# Purpose of different barrel length for guides??



## bluewood (Nov 26, 2013)

I'm new to this forum and have never used guides. Thanks to you I was able to purchase a Leigh template adapter for my Ryobi. I purchased a set of brass template guides from Harbor Freight:nono:. After trimming a few 1000's they are centered and fit the Leigh template.
My question: Is there any reason why the barrels protrude at different lengths? I understand the different diameters allow for larger bits, but if my pattern is only a 1/4 or 3/8" thick the larger length barrels are not useable. Do the longer barrels have a use?


----------



## Quillman (Aug 16, 2010)

They did.
They were a PC invention.
And the different barrel lengths accommodated their diverse fixturing.
Some of which still exists.


----------



## Mike (Nov 22, 2004)

Richard, this is why I recommend the set from Woodcraft where all the guides are the right length for use with 1/4" templates.


----------



## phillip.c (Aug 9, 2012)

How do I fix these into, say, the base of my plunge router? Bosch 1617.


----------



## bluewood (Nov 26, 2013)

Thanks, I will trim these down to 1/4".


----------



## Quillman (Aug 16, 2010)

"How do I fix these into, say, the base of my plunge 1617 etc.........."
**********************
With one of these, for example.


----------



## Mike (Nov 22, 2004)

Richard, you will want them a small amount under 1/4" so they have clearance, about .230".

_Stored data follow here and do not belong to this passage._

PR #938, opened 2021-11-22
Adjust query properties for empty search requests to avoid PHP notices

### LINKED ISSUE #937: Avoid PHP notices for invalid search requests
## Prerequisites

1. Create a language and assign it as a default for all existing posts
2. Use "The language is set from the directory name in pretty permalinks" setting and uncheck "Hide URL language information for default language"
3. Now open `example.com/de/randomstring/?s=` where `de` is the slug of the language

When I follow those steps, I see several PHP notices. See the following screenshots from Query Monitor:
php-notices

This is because the wrong template is loaded:
template

I was expecting no PHP notices and the 404 template to be loaded.

This seems to be caused by this code: https://github.com/polylang/polylang/blob/6ce5b2844d52e57d764764e6441fcd839dafc7c5/frontend/choose-lang.php#L310-L318

ocean90:
Fixes #937.

This avoids the PHP notices and ensures that the 404 template is loaded.


Chouby:
Closing in favor of #940.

Phillip, There are several solutions and Pat's high precision base is one of them. I use the Bosch parts which work with their dust collection adapters. You will find a list of all the 1617 accessories in a sticky thread at the top of our general routing section.


----------



## tvman44 (Jun 25, 2013)

Mike, what is the title of that sticky. I cannot find it. I know the problem is me but would like to read that thread. 
TIA, Bob


----------



## MT Stringer (Aug 15, 2012)

The template set Mike referred to is on Sale at Woodcraft through Jan 24th.


----------



## Mike (Nov 22, 2004)

http://www.routerforums.com/general-routing/35050-bosch-1617evspk-1617evstb.html#post282880


----------



## tvman44 (Jun 25, 2013)

Thanks Mike!:yes4:


----------